And Lua is not that bad at all for an interpreted language, it's fairly fast
(especially the LuaJIT implementation), and it is possible to implement a nice
compiled or semi-compiled Lua backend on top of .net. So it is reasonable to
expect that it can serve as a backend for compiling higher level languages, as
well as for the usual simple scripting.

------
eropple
This is pretty rad. I had hopes for Kopilua and Aluminum Lua, but neither
panned out. If I go back to Unity, I'm gonna use this. Thanks for open-
sourcing it!

For now, I actually use CSharpCodeProvider and compile C# as "scripts" during
game start (and cache it for future use), searching across attributes to find
the right item. When deploying to platforms that don't have CSharpCodeProvider
(Xamarin.iOS, for example), I can precompile the scripts, pack the assemblies,
and the fallback is trivial.

------
jmspring
I was looking at doing this awhile back by improving Kopilua (which had looked
to be abandoned, and now seems to have a little bit of activity again):

[https://github.com/NLua/KopiLua](https://github.com/NLua/KopiLua)

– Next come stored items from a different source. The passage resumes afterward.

PR #1353, opened 2017-08-04
[REEF-1848] Update version to 0.17.0-SNAPSHOT

taegeonum:
JIRA: [REEF-1848](https://issues.apache.org/jira/browse/REEF-1848)

Update versions to 0.17-SNAPSHOT for POM and all other files.

Closes #

### DIFF
--- a/Doxyfile
+++ b/Doxyfile
@@ -21,7 +21,7 @@
 
 DOXYFILE_ENCODING      = UTF-8
 PROJECT_NAME           = "Apache REEF"
-PROJECT_NUMBER         = 0.16.0-SNAPSHOT
+PROJECT_NUMBER         = 0.17.0-SNAPSHOT
 PROJECT_BRIEF          = "Retainable Evaluator Execution Framework"
 OUTPUT_DIRECTORY       = target
 JAVADOC_AUTOBRIEF      = YES
--- a/dev/change_version.py
+++ b/dev/change_version.py
@@ -146,6 +146,60 @@ def change_assembly_info_cs(file, new_version):
     f.close()
 
 """
+Change Version in lang/cs/build.DotNet.props 
+"""
+def change_dotnet_props_cs(file, new_version):
+    changed_str = ""
+    new_version = new_version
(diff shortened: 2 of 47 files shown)


markusweimer:
LGTM, will check and merge

markusweimer:
Hmm, this was not as easy as I thought:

However, other projects came up.

My interest was in a c# implementation of Lua where scripts would run in a
cross-platform manner. I'm not sure the "addititions"/"modifications" in Moon#
will meet those needs. If I return to said project, I will definitely take a
look.

------
7007
In what ways does this differ from
[https://github.com/chkn/AluminumLua](https://github.com/chkn/AluminumLua) ?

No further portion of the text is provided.